The information in CISA’s reports is anonymous and cannot be linked to the private sector. Therefore, Corman encourages organizations to avail themselves of CISA’s capabilities. “We have to be trusted and trustworthy so that organizations can get the help they desperately need without fear of consequences. This is how we can get beneficial information to the industry,” he explains. “We call it ‘cyber hygiene,’ which is vulnerability scanning on public-facing IP addresses for the health care industry. We want to spot new known vulnerabilities so that your enterprise can mitigate them. We do it across all 16 sectors and the federal government, which gives us good analytics. This allows us to spot anomalies as well. There was a drop over the summer, for instance, in patch work, because people were working remotely. We can spot things that are unique to a sector or across sectors. In that report are free services, antiphishing exercises, penetration tests—when someone is actively trying to use a common attack tool. We have more exotic services as well. Those give us some insight into the vulnerability in that sector relative to others. That informs if we need to add services or add more capacity for existing services.”
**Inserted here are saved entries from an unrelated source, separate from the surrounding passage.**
PR #1691, opened 2023-02-03
[RCCA-10729] Resolve display error when creating role bindings with service accounts

sgagniere:
Checklist
---------
   * yes: ok

What
----
The `displayCCloudCreateAndDeleteOutput` function makes a call to `V2Client.GetIamUserById` for both user id's and service account id's. Before v3, whether or not the error from this call was `nil` was used to determine whether to format the output for service accounts or users. In v3 this error was returned immediately, hence the issue.

I've replaced the check for `err != nil` with a check on the format of the id and moved the `V2Client.GetIamUserById` call so that it should only be called with an actual user id.

References
----------
n/a

Test & Review
-------------
Manual testing using commands of the following forms:
`confluent iam rbac rb create --principal User:sa-12345 --resource Topic:test --role DeveloperRead --kafka-cluster lkc-123abc --environment env-456def --cloud-cluster lkc-123abc`
`confluent iam rbac rb create --principal User:u-67890 --resource Topic:test --role DeveloperRead --kafka-cluster lkc-123abc --environment env-456def --cloud-cluster lkc-123abc`
I also compared with output from v2.38.0.

Added a new integration test with a service account principal, and ran all tests.

Open Questions / Follow-ups
---------------------------

### DIFF
--- a/internal/cmd/iam/command_rbac_role_binding.go
+++ b/internal/cmd/iam/command_rbac_role_binding.go
@@ -395,11 +395,11 @@ func (c *roleBindingCommand) displayCCloudCreateAndDeleteOutput(cmd *cobra.Comma
 		if resource != "" {
 			fields = ccloudResourcePatternListFields
 		} else {
-			if user, err := c.V2Client.GetIamUserById(userResourceId); err != nil {
+			user, err := c.V2Client.GetIamUserById(userResourceId)
+			if err != nil {
 				return err
-			} else {
-				out.Email = user.GetEmail()
 			}
+			out.Email = user.GetEmail()
 			fields = []string{"Principal", "Email", "Role"}
 		}
 	}
--- a/internal/cmd/iam/command_rbac_role_binding.go
+++ b/internal/cmd/iam/command_rbac_role_binding.go
@@ -15,7 +15,7 @@ import (
 	v1 "github.com/confluentinc/cli/internal/pkg/config/v1"
 	"github.com/confluentinc/cli/internal/pkg/errors"
 	"github.com/confluentinc/cli/internal/pkg/output"
-	"github.com/confluentinc/cli/internal/pkg/resource"
+	presource "github.com/confluentinc/cli/internal/pkg/resource"
 )
 
 var (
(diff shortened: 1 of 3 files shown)


internal/cmd/iam/command_rbac_role_binding.go
```diff
@@ -363,12 +361,12 @@ func (c *roleBindingCommand) displayCCloudCreateAndDeleteOutput(cmd *cobra.Comma
 	// The err is ignored here since the --prefix flag is not defined by the list subcommand
 	prefix, _ := cmd.Flags().GetBool("prefix")
 
-	resource, err := cmd.Flags().GetString("resource")
+	res, err := cmd.Flags().GetString("resource")
```
brianstrauch, line 364:
```suggestion
	resource, err := cmd.Flags().GetString("resource")
```

internal/cmd/iam/command_rbac_role_binding.go
```diff
@@ -15,6 +15,7 @@ import (
 	v1 "github.com/confluentinc/cli/internal/pkg/config/v1"
 	"github.com/confluentinc/cli/internal/pkg/errors"
 	"github.com/confluentinc/cli/internal/pkg/output"
+	"github.com/confluentinc/cli/internal/pkg/resource"
```
brianstrauch, line 18: When there's a naming conflict, we prefix internal packages with "p". I wish there was a better solution...
```suggestion
	presource "github.com/confluentinc/cli/internal/pkg/resource"
```

internal/cmd/iam/command_rbac_role_binding.go
sgagniere: If I do that I need to import `internal/pkg/resource` with a different name, since that package is used in the same function that this change is in.

internal/cmd/iam/command_rbac_role_binding.go
```diff
@@ -397,7 +395,11 @@ func (c *roleBindingCommand) displayCCloudCreateAndDeleteOutput(cmd *cobra.Comma
 		if resource != "" {
 			fields = ccloudResourcePatternListFields
 		} else {
-			out.Email = user.GetEmail()
+			if user, err := c.V2Client.GetIamUserById(userResourceId); err != nil {
+				return err
+			} else {
+				out.Email = user.GetEmail()
+			}
```
brianstrauch, line 402: The first branch always exits, no `else` needed.
```suggestion
			user, err := c.V2Client.GetIamUserById(userResourceId)
			if err != nil {
				return err
			}
			out.Email = user.GetEmail()
```

brianstrauch (approved):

Many of CISA’s services are preventive, or “left of boom,” and some are designed for after an event has occurred. “For example, if you’re one of three manufacturers of the COVID vaccine and one gets compromised, we hunt for the threat to the other two,” Corman says. “It’s hard to invent a backup after harm. We can create partnerships to help after the fact. Some of it is preventable, and some is the autopsy. Can we trace it to a vulnerability in your virtual private network? We can also give guidance on segmentation isolation so that the whole hospital does not shut down, or on how to make security upgrades and implementations that have not been done yet.
“These events are not just a lapse in judgment,” Corman continues. “They’re security gaps for these target rich/cyber poor organizations. We want to help these resource-poor organizations stay resilient for the remainder of the COVID pandemic and beyond.”
— Susan Chapman, MA, MFA, PGYT, is a Los Angeles–based freelance writer and editor.